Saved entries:
::::::::

PR #198, opened 2017-02-20
+ test case for includes

spape:
*PATCH VERSION*

Including linked objects, when reference was an array of links was not working properly.
```ruby
# GET /place
{
  category_relations: [
    { href: 'http://datastore/category/1' }, { href: 'http://datastore/category/2' }
  ]
}
```

```ruby
Place
  .includes(:category_relations)
  .find(1, 2)
```

### DIFF
--- a/lib/lhs/concerns/record/request.rb
+++ b/lib/lhs/concerns/record/request.rb
@@ -62,8 +62,8 @@ class LHS::Record
           item = item[i] if item.is_a? LHS::Collection
           link = item[key.to_sym]
           if link && link.collection?
-            link.each_with_index do |link, j|
-              link.merge_raw!(addition[i + j]) if link.present?
+            link.each_with_index do |item, j|
+              item.merge_raw!(addition[i + j]) if item.present?
             end
           elsif link.present?
             link.merge_raw!(addition[i])
@@ -413,8 +413,8 @@ class LHS::Record
       def url_option_for(item, key = nil)
         link = key ? item[key] : item
         if link && link.collection?
-          link.map do |link|
-            { url: link.href } if link.present? && link.href.present?
+          link.map do |item|
+            { url: item.href } if item.present? && item.href.present?
           end.compact
         elsif link.present? && link.href.present?
           { url: link.href }
--- a/lib/lhs/concerns/record/request.rb
+++ b/lib/lhs/concerns/record/request.rb
@@ -65,8 +65,8 @@ class LHS::Record
             link.each_with_index do |link, j|
               link.merge_raw!(addition[i + j]) if link.present?
             end
-          else
-            link.merge_raw!(addition[i]) if link.present?
+          elsif link.present?
+            link.merge_raw!(addition[i])
           end
         end
       end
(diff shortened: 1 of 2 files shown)


lib/lhs/concerns/record/request.rb
```diff
@@ -61,7 +61,13 @@ def extend_base_collection!(data, addition, key)
         data.each_with_index do |item, i|
           item = item[i] if item.is_a? LHS::Collection
           link = item[key.to_sym]
-          link.merge_raw!(addition[i]) if link.present?
+          if link && link.collection?
+            link.each_with_index do |link, j|
```
scan: Not a fan of shadowing outer variables with params of `do`, in this case `link`. Perhaps use a different name for the "inner" `link' here?

lib/lhs/concerns/record/request.rb
```diff
@@ -406,7 +412,13 @@ def single_request(options)
 
       def url_option_for(item, key = nil)
         link = key ? item[key] : item
-        return { url: link.href } if link.present? && link.href.present?
+        if link && link.collection?
+          link.map do |link|
```
scan: See above about shadowing variables inside `do`.

lib/lhs/concerns/record/request.rb
spape: 👍 done

lib/lhs/concerns/record/request.rb
spape: 👍 done

lib/lhs/concerns/record/request.rb
```diff
@@ -61,7 +61,13 @@ def extend_base_collection!(data, addition, key)
         data.each_with_index do |item, i|
           item = item[i] if item.is_a? LHS::Collection
           link = item[key.to_sym]
-          link.merge_raw!(addition[i]) if link.present?
+          if link && link.collection?
```
Averethel: How about a guard clause for `link.present?`
Something along:

```ruby
next if !link.present?
link.merge_raw!(addition[i]) if !link.collection?

link.each_with_index do |item, j|
  item.merge_raw!(addition[i + j]) if item.present?
end
```

I find this a bit more readable

lib/lhs/concerns/record/request.rb
```diff
@@ -406,7 +412,13 @@ def single_request(options)
 
       def url_option_for(item, key = nil)
         link = key ? item[key] : item
-        return { url: link.href } if link.present? && link.href.present?
+        if link && link.collection?
```
Averethel: I would prefer similar style as I suggested here: https://github.com/local-ch/lhs/pull/198/files#r102200590

lib/lhs/concerns/record/request.rb
spape: @Averethel you mean
```
next if !link.present?
link.merge_raw!(addition[i]) && next if !link.collection?

link.each_with_index do |item, j|
  item.merge_raw!(addition[i + j]) if item.present?
end
```

spape: ???

Averethel: yeah, I missed one `next` in the example. Good spot 👍

PR #201, opened 2017-02-27
! always load LHS classes once

Averethel:
_PATCH_

Fixes endpoint discovery in when classes were not initially loaded.


spape:
Add test, then we are fine. You can instrumentalize the dummy app, if you have to.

::::::::

--- Exercise aim ---
Could you please repeat the data exactly as given?

--- Output for this exercise ---
PR #198, opened 2017-02-20
+ test case for includes

spape:
*PATCH VERSION*

Including linked objects, when reference was an array of links was not working properly.
```ruby
# GET /place
{
  category_relations: [
    { href: 'http://datastore/category/1' }, { href: 'http://datastore/category/2' }
  ]
}
```

```ruby
Place
  .includes(:category_relations)
  .find(1, 2)
```

### DIFF
--- a/lib/lhs/concerns/record/request.rb
+++ b/lib/lhs/concerns/record/request.rb
@@ -62,8 +62,8 @@ class LHS::Record
           item = item[i] if item.is_a? LHS::Collection
           link = item[key.to_sym]
           if link && link.collection?
-            link.each_with_index do |link, j|
-              link.merge_raw!(addition[i + j]) if link.present?
+            link.each_with_index do |item, j|
+              item.merge_raw!(addition[i + j]) if item.present?
             end
           elsif link.present?
             link.merge_raw!(addition[i])
@@ -413,8 +413,8 @@ class LHS::Record
       def url_option_for(item, key = nil)
         link = key ? item[key] : item
         if link && link.collection?
-          link.map do |link|
-            { url: link.href } if link.present? && link.href.present?
+          link.map do |item|
+            { url: item.href } if item.present? && item.href.present?
           end.compact
         elsif link.present? && link.href.present?
           { url: link.href }
--- a/lib/lhs/concerns/record/request.rb
+++ b/lib/lhs/concerns/record/request.rb
@@ -65,8 +65,8 @@ class LHS::Record
             link.each_with_index do |link, j|
               link.merge_raw!(addition[i + j]) if link.present?
             end
-          else
-            link.merge_raw!(addition[i]) if link.present?
+          elsif link.present?
+            link.merge_raw!(addition[i])
           end
         end
       end
(diff shortened: 1 of 2 files shown)


lib/lhs/concerns/record/request.rb
```diff
@@ -61,7 +61,13 @@ def extend_base_collection!(data, addition, key)
         data.each_with_index do |item, i|
           item = item[i] if item.is_a? LHS::Collection
           link = item[key.to_sym]
-          link.merge_raw!(addition[i]) if link.present?
+          if link && link.collection?
+            link.each_with_index do |link, j|
```
scan: Not a fan of shadowing outer variables with params of `do`, in this case `link`. Perhaps use a different name for the "inner" `link' here?

lib/lhs/concerns/record/request.rb
```diff
@@ -406,7 +412,13 @@ def single_request(options)
 
       def url_option_for(item, key = nil)
         link = key ? item[key] : item
-        return { url: link.href } if link.present? && link.href.present?
+        if link && link.collection?
+          link.map do |link|
```
scan: See above about shadowing variables inside `do`.

lib/lhs/concerns/record/request.rb
spape: 👍 done

lib/lhs/concerns/record/request.rb
spape: 👍 done

lib/lhs/concerns/record/request.rb
```diff
@@ -61,7 +61,13 @@ def extend_base_collection!(data, addition, key)
         data.each_with_index do |item, i|
           item = item[i] if item.is_a? LHS::Collection
           link = item[key.to_sym]
-          link.merge_raw!(addition[i]) if link.present?
+          if link && link.collection?
```
Averethel: How about a guard clause for `link.present?`
Something along:

```ruby
next if !link.present?
link.merge_raw!(addition[i]) if !link.collection?

link.each_with_index do |item, j|
  item.merge_raw!(addition[i + j]) if item.present?
end
```

I find this a bit more readable

lib/lhs/concerns/record/request.rb
```diff
@@ -406,7 +412,13 @@ def single_request(options)
 
       def url_option_for(item, key = nil)
         link = key ? item[key] : item
-        return { url: link.href } if link.present? && link.href.present?
+        if link && link.collection?
```
Averethel: I would prefer similar style as I suggested here: https://github.com/local-ch/lhs/pull/198/files#r102200590

lib/lhs/concerns/record/request.rb
spape: @Averethel you mean
```
next if !link.present?
link.merge_raw!(addition[i]) && next if !link.collection?

link.each_with_index do |item, j|
  item.merge_raw!(addition[i + j]) if item.present?
end
```

spape: ???

Averethel: yeah, I missed one `next` in the example. Good spot 👍

PR #201, opened 2017-02-27
! always load LHS classes once

Averethel:
_PATCH_

Fixes endpoint discovery in when classes were not initially loaded.


spape:
Add test, then we are fine. You can instrumentalize the dummy app, if you have to.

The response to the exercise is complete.